Available records:
PR #8302, opened 2026-04-20
speedup block processing with batch verification

agnxsh:
we always get >= 65 columns as a `BlockEntry` in our block processor, the batch kzg verification should significantly speed up block processing

### DIFF
--- a/beacon_chain/gossip_processing/block_processor.nim
+++ b/beacon_chain/gossip_processing/block_processor.nim
@@ -202,17 +202,15 @@ proc verifySidecars(
     template kzgCommits(): auto =
       bid.message.blob_kzg_commitments.asSeq
     if columns.len > 0 and kzgCommits.len > 0:
-      for i in 0 ..< columns.len:
-        let r = verify_data_column_sidecar_kzg_proofs(
-          columns[i][], bid.message.blob_kzg_commitments)
-        if r.isErr():
-          debug "data column validation failed",
-            blockRoot = shortLog(signedBlock.root),
-            column_sidecar = shortLog(columns[i][]),
-            blck = shortLog(signedBlock.message),
-            signature = shortLog(signedBlock.signature),
-            msg = r.error()
-          return err(VerifierError.Invalid)
+      let r = verify_data_column_sidecar_kzg_proofs(
+        columns, bid.message.blob_kzg_commitments)
+      if r.isErr():
+        debug "data column validation failed",
+          blockRoot = shortLog(signedBlock.root),
+          blck = shortLog(signedBlock.message),
+          signature = shortLog(signedBlock.signature),
+          msg = r.error()
+        return err(VerifierError.Invalid)
   ok()
 
 proc verifySidecars(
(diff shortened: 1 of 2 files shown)


beacon_chain/gossip_processing/block_processor.nim
```diff
@@ -202,17 +202,15 @@ proc verifySidecars(
...
-          return err(VerifierError.Invalid)
+      let r = verify_data_column_sidecar_kzg_proofs(
+        columns, bid.message.blob_kzg_commitments)
+      if r.isErr():
+        debug "data column validation failed",
+          blockRoot = shortLog(signedBlock.root),
+          blck = shortLog(signedBlock.message),
+          signature = shortLog(signedBlock.signature),
+          msg = r.error()
+        return err(VerifierError.Invalid)
```
tersec, line 213: Conveniently, though this doesn't have a fallback for detecting which column failed, none of its callers ever noticed/cared before, so it's not a regression.

beacon_chain/spec/peerdas_helpers.nim
```diff
@@ -601,6 +602,13 @@ proc verify_data_column_sidecar_kzg_proofs*(
     return ok()
   verify_data_column_sidecar_kzg_proofs(sidecars, sidecars[0].kzg_commitments)
 
+proc verify_data_column_sidecar_kzg_proofs*(
+    sidecars: openArray[ref fulu.DataColumnSidecar]): Result[void, cstring] =
+  ## Batch verify KZG proofs across multiple fulu DataColumnSidecars (ref variant).
+  if sidecars.len == 0:
+    return ok()
```
tersec: This wraps a function which already, as the first thing it does, has this 0-length check. It's redundant here.

beacon_chain/gossip_processing/block_processor.nim
agnxsh: Yes, usually if this fails we try to make re entry of the block to the processor.

beacon_chain/spec/peerdas_helpers.nim
```diff
@@ -601,6 +602,13 @@ proc verify_data_column_sidecar_kzg_proofs*(
...
+  verify_data_column_sidecar_kzg_proofs(sidecars, sidecars[0].kzg_commitments)
```
tersec: How problematic is it if the different sidecars have different KZG commitments? Invalid KZG commitments formerly would have lead to those particular columns being invalid, but not anymore unless it's the 0-index one.

beacon_chain/spec/peerdas_helpers.nim
tersec: https://github.com/status-im/nimbus-eth2/pull/8302/changes/62868253b1b5e59c7babb0fe5186a754e17c24b7

beacon_chain/spec/peerdas_helpers.nim
tersec: https://github.com/status-im/nimbus-eth2/pull/8302/changes/62868253b1b5e59c7babb0fe5186a754e17c24b7

beacon_chain/spec/peerdas_helpers.nim
```diff
@@ -592,14 +586,27 @@ proc verify_data_column_sidecar_kzg_proofs*[
   if not res:
     return err("DataColumnSidecar: validation failed")
 
-  ok()
+  return ok()
```
tersec: ?

beacon_chain/spec/peerdas_helpers.nim
```diff
@@ -577,10 +571,10 @@ proc verify_data_column_sidecar_kzg_proofs*[
     cells = newSeqOfCap[KzgCell](totalCells)
     proofs = newSeqOfCap[KzgProof](totalCells)
 
-  for sidecar in sidecars:
+  for sidecar {.inject.} in sidecarsArg:
     let idx = CellIndex(sidecar.index)
-    for i in 0 ..< sidecar.column.len:
-      commitments.add(kzg_commitments[i])
+    for i {.inject.} in 0 ..< sidecar.column.len:
```
tersec: This loop variable is now effectively part of `verifyKzgBatchBody`'s interface and warrants a more descriptive name than the usual throwaway `i`, `j`, `k`, etc loop variable names.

Your objective: Reproduce the material above in full, exactly.

Answer to the problem:
PR #8302, opened 2026-04-20
speedup block processing with batch verification

agnxsh:
we always get >= 65 columns as a `BlockEntry` in our block processor, the batch kzg verification should significantly speed up block processing

### DIFF
--- a/beacon_chain/gossip_processing/block_processor.nim
+++ b/beacon_chain/gossip_processing/block_processor.nim
@@ -202,17 +202,15 @@ proc verifySidecars(
     template kzgCommits(): auto =
       bid.message.blob_kzg_commitments.asSeq
     if columns.len > 0 and kzgCommits.len > 0:
-      for i in 0 ..< columns.len:
-        let r = verify_data_column_sidecar_kzg_proofs(
-          columns[i][], bid.message.blob_kzg_commitments)
-        if r.isErr():
-          debug "data column validation failed",
-            blockRoot = shortLog(signedBlock.root),
-            column_sidecar = shortLog(columns[i][]),
-            blck = shortLog(signedBlock.message),
-            signature = shortLog(signedBlock.signature),
-            msg = r.error()
-          return err(VerifierError.Invalid)
+      let r = verify_data_column_sidecar_kzg_proofs(
+        columns, bid.message.blob_kzg_commitments)
+      if r.isErr():
+        debug "data column validation failed",
+          blockRoot = shortLog(signedBlock.root),
+          blck = shortLog(signedBlock.message),
+          signature = shortLog(signedBlock.signature),
+          msg = r.error()
+        return err(VerifierError.Invalid)
   ok()
 
 proc verifySidecars(
(diff shortened: 1 of 2 files shown)


beacon_chain/gossip_processing/block_processor.nim
```diff
@@ -202,17 +202,15 @@ proc verifySidecars(
...
-          return err(VerifierError.Invalid)
+      let r = verify_data_column_sidecar_kzg_proofs(
+        columns, bid.message.blob_kzg_commitments)
+      if r.isErr():
+        debug "data column validation failed",
+          blockRoot = shortLog(signedBlock.root),
+          blck = shortLog(signedBlock.message),
+          signature = shortLog(signedBlock.signature),
+          msg = r.error()
+        return err(VerifierError.Invalid)
```
tersec, line 213: Conveniently, though this doesn't have a fallback for detecting which column failed, none of its callers ever noticed/cared before, so it's not a regression.

beacon_chain/spec/peerdas_helpers.nim
```diff
@@ -601,6 +602,13 @@ proc verify_data_column_sidecar_kzg_proofs*(
     return ok()
   verify_data_column_sidecar_kzg_proofs(sidecars, sidecars[0].kzg_commitments)
 
+proc verify_data_column_sidecar_kzg_proofs*(
+    sidecars: openArray[ref fulu.DataColumnSidecar]): Result[void, cstring] =
+  ## Batch verify KZG proofs across multiple fulu DataColumnSidecars (ref variant).
+  if sidecars.len == 0:
+    return ok()
```
tersec: This wraps a function which already, as the first thing it does, has this 0-length check. It's redundant here.

beacon_chain/gossip_processing/block_processor.nim
agnxsh: Yes, usually if this fails we try to make re entry of the block to the processor.

beacon_chain/spec/peerdas_helpers.nim
```diff
@@ -601,6 +602,13 @@ proc verify_data_column_sidecar_kzg_proofs*(
...
+  verify_data_column_sidecar_kzg_proofs(sidecars, sidecars[0].kzg_commitments)
```
tersec: How problematic is it if the different sidecars have different KZG commitments? Invalid KZG commitments formerly would have lead to those particular columns being invalid, but not anymore unless it's the 0-index one.

beacon_chain/spec/peerdas_helpers.nim
tersec: https://github.com/status-im/nimbus-eth2/pull/8302/changes/62868253b1b5e59c7babb0fe5186a754e17c24b7

beacon_chain/spec/peerdas_helpers.nim
tersec: https://github.com/status-im/nimbus-eth2/pull/8302/changes/62868253b1b5e59c7babb0fe5186a754e17c24b7

beacon_chain/spec/peerdas_helpers.nim
```diff
@@ -592,14 +586,27 @@ proc verify_data_column_sidecar_kzg_proofs*[
   if not res:
     return err("DataColumnSidecar: validation failed")
 
-  ok()
+  return ok()
```
tersec: ?

beacon_chain/spec/peerdas_helpers.nim
```diff
@@ -577,10 +571,10 @@ proc verify_data_column_sidecar_kzg_proofs*[
     cells = newSeqOfCap[KzgCell](totalCells)
     proofs = newSeqOfCap[KzgProof](totalCells)
 
-  for sidecar in sidecars:
+  for sidecar {.inject.} in sidecarsArg:
     let idx = CellIndex(sidecar.index)
-    for i in 0 ..< sidecar.column.len:
-      commitments.add(kzg_commitments[i])
+    for i {.inject.} in 0 ..< sidecar.column.len:
```
tersec: This loop variable is now effectively part of `verifyKzgBatchBody`'s interface and warrants a more descriptive name than the usual throwaway `i`, `j`, `k`, etc loop variable names.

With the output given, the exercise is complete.